Prices for the water at Koyo's Waikiki showroom will be about twice as much as typical bottled water. A half-liter bottle retails for $2, with a 1.5-liter bottle going for $4.50. In Japan, Koyo sells its 1.5-liter bottle for $6.

The roughly 1,200-square-foot showroom on Seaside Avenue in the Waikiki Shopping Plaza is described as part museum and part store, with displays describing the evolution of the product from Hawai'i, and a bar selling and serving bottles, coffee and tea containing the desalinated seawater.

"It's like a mini museum," said Yutaka Ishiyama, marketing and sales manager for Koyo. "It's like a water museum to explain our deep seawater."

Some of the products in Japan have been marketed as a dietary supplement that improves weight, stress, skin tone, digestion and has other health benefits yet to be proven via scientific study.

Labels on Koyo's water in Hawai'i don't make health claims but tout it as being thousands of years old, filled with minerals and free of modern impurities. The water is largely desalinated, leaving a tiny bit of sodium to give it a somewhat discernable taste.

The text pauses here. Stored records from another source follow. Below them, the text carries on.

PR #3254, opened 2025-10-22
[Storage] Improve `list_blobs()` API name struct field accessor

vincenttran-msft:
Making this just to illustrate that despite consuming:
```typespec
/** The name of the blob. */
  @Xml.name("Name") name: string;
```

This field is coming back optional? 

Relevant snippet from [branch](https://github.com/Azure/azure-rest-api-specs/blob/1227e9ce214ee17f72946fe749bce75666237367/specification/storage/Microsoft.BlobStorage/models.tsp#L872): 
```typespec
/** An Azure Storage Blob */
@Xml.name("Blob")
model BlobItemInternal {
  /** The name of the blob. */
  @Xml.name("Name") name: string;
```

### DIFF
--- a/sdk/storage/azure_storage_blob/src/generated/models/pub_models.rs
+++ b/sdk/storage/azure_storage_blob/src/generated/models/pub_models.rs
@@ -14,7 +14,7 @@ use super::{
     QueryRequestType, QueryType, RehydratePriority,
 };
 use azure_core::{
-    base64::option::{deserialize, serialize},
+    base64::{deserialize, serialize},
     fmt::SafeDebug,
     time::OffsetDateTime,
 };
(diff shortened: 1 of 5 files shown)


sdk/storage/azure_storage_blob/src/generated/models/pub_models.rs
```diff
@@ -256,7 +256,7 @@ pub struct BlobItemInternal {
 
     /// The name of the blob.
     #[serde(rename = "Name", skip_serializing_if = "Option::is_none")]
-    pub name: Option<BlobName>,
```
vincenttran-msft, line 259: At least this was able to get us out of one unnecessary layer (`BlobName` model is not necessary here), but this is still coming back as `Option<String>` when I expected pure `String`.

In TypeSpec we defined it as `name: string` and not `name?: string` in the `.tsp`. It doesn't really make sense in this context that a blob would have no name.

vincenttran-msft:
Closing as this is expected behavior according to the higher-level TypeSpec rules defined in our emitter package. But still an issue we need to close on a long-term solution for.

PR #3256, opened 2025-10-23
Rename BearerTokenCredentialPolicy -> BearerTokenAuthorizationPolicy

chlowell:
Two reasons "authorization" is better than "credential" here:
1. the policy authorizes requests with bearer tokens by setting the "Authorization" header
2. a `TokenCredential` could provide other types of token in addition to or instead of bearer tokens

### DIFF
--- a/sdk/storage/azure_storage_blob/src/clients/page_blob_client.rs
+++ b/sdk/storage/azure_storage_blob/src/clients/page_blob_client.rs
@@ -18,7 +18,7 @@ use crate::{
 use azure_core::{
     credentials::TokenCredential,
     http::{
-        policies::{BearerTokenCredentialPolicy, Policy},
+        policies::{BearerTokenAuthorizationPolicy, Policy},
         NoFormat, Pipeline, RequestContent, Response, Url, XmlFormat,
     },
     tracing, Bytes, Result,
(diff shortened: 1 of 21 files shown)


sdk/storage/azure_storage_blob/src/clients/page_blob_client.rs
```diff
@@ -18,7 +18,7 @@ use crate::{
 use azure_core::{
     credentials::TokenCredential,
     http::{
-        policies::{BearerTokenCredentialPolicy, Policy},
+        policies::{BearerTokenAuthorizationPolicy, Policy},
```
LarryOsterman, line 21: It's weird that this rename didn't involve any other code changes in this file. I wonder why.

heaths: If he used Copilot, I've noticed on several occasions it doesn't find everything. I recommend in cases like this - to rely on what the LSP knows contextually as well as for speed (blink of an eye), use F2 to rename a symbol. That said, I've noticed it doesn't always fix doc code examples but `cargo test` should catch that.

chlowell: F2 was my weapon of choice here. This is actually an unused import that somehow doesn't raise a warning. There appear to be many such imports in azure_storage_blob 🤔

LarryOsterman: I figured F2 was involved. I'm just completely surprised that this didn't trigger an unused import clippy warning. 

That's why it was weird. Not blocking, just weird.

antkmsft (approved):

heaths (approved):

PR #3257, opened 2025-10-23
Converted perf tests to benches so they don't conflict with cargo tests

LarryOsterman:
The command line for cargo test is passed to all tests if you're not specific, but clap based tests (like perf tests) get upset when they encounter command line parameters that are unknown.

To avoid this, instead of using `[[test]]` to declare perf tests, use `[[bench]]`.

### DIFF
--- a/sdk/core/azure_core_test/src/perf/mod.rs
+++ b/sdk/core/azure_core_test/src/perf/mod.rs
@@ -509,6 +509,8 @@ impl PerfRunner {
                     .value_parser(clap::value_parser!(i64))
                     .global(true),
             )
+            // Cargo bench passes --bench to the test binary to instruct it to run benchmarks only.
+            .arg(clap::arg!(--bench).required(false).global(true))
             .arg(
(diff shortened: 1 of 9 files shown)


antkmsft (approved):

sdk/core/azure_core_test/src/perf/mod.rs
```diff
@@ -509,6 +509,8 @@ impl PerfRunner {
                     .value_parser(clap::value_parser!(i64))
                     .global(true),
             )
+            // Cargo bench passes --bench to the test binary to instruct it to run benchmarks only.
+            .arg(clap::arg!(--bench).required(false).global(true))
```
heaths, line 513: TIL

LarryOsterman: I learned it yesterday, and spent about 10 minutes trying to understand where this mysterious `--bench` command line argument was coming from.

FWIW, it's at the very top of the documentation for `cargo bench` :).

Ishiyama said the primary purpose of the Waikiki showroom is to expose consumers to the water, which is well-known in Japan, where Koyo sends about 300,000 bottles a day, but is less known in Hawai'i or the Mainland because until recently the company could not sell its product in the United States.

Koyo recently obtained state Health Department approval to sell its seawater in Hawai'i, and last month began selling MaHaLo at the Neiman Marcus store in Ala Moana Center.

Lucy Chelini, a spokeswoman for Neiman Marcus, said Koyo's water has drawn curious interest from shoppers, some of whom aren't sure what the product will taste like.

"They are fascinated about it," she said. "They want to know more."

Chelini described the desalinated seawater as having a different texture than tap or spring water. "It has a smoothness," she said. "It's not salty."

Koyo's Waikiki showroom will be the second retail outlet for the company outside Japan.

"This is just a start," Ishiyama said, adding that he would like to add more U.S. retail outlets and possibly a second showroom on the Mainland. Ishiyama said he also expects other local deep-seawater producers to join Koyo selling bottled water in Hawai'i and Mainland markets.

The industry surfaced in Hawai'i several years ago at the Natural Energy Laboratory of Hawai'i Authority business park off the Big Island's Kona Coast, where pipes deliver cold, nutrient-rich water from 3,000 feet deep.

Deep SeaWater International Inc. also bottles seawater at the site, and several other companies plan operations there, including Enzamin USA Inc., Hawaii Deep Marine Inc. and Savers Holdings Ltd. Another company, Deep Sea Health LLC, plans to pump deep seawater into a boat off O'ahu.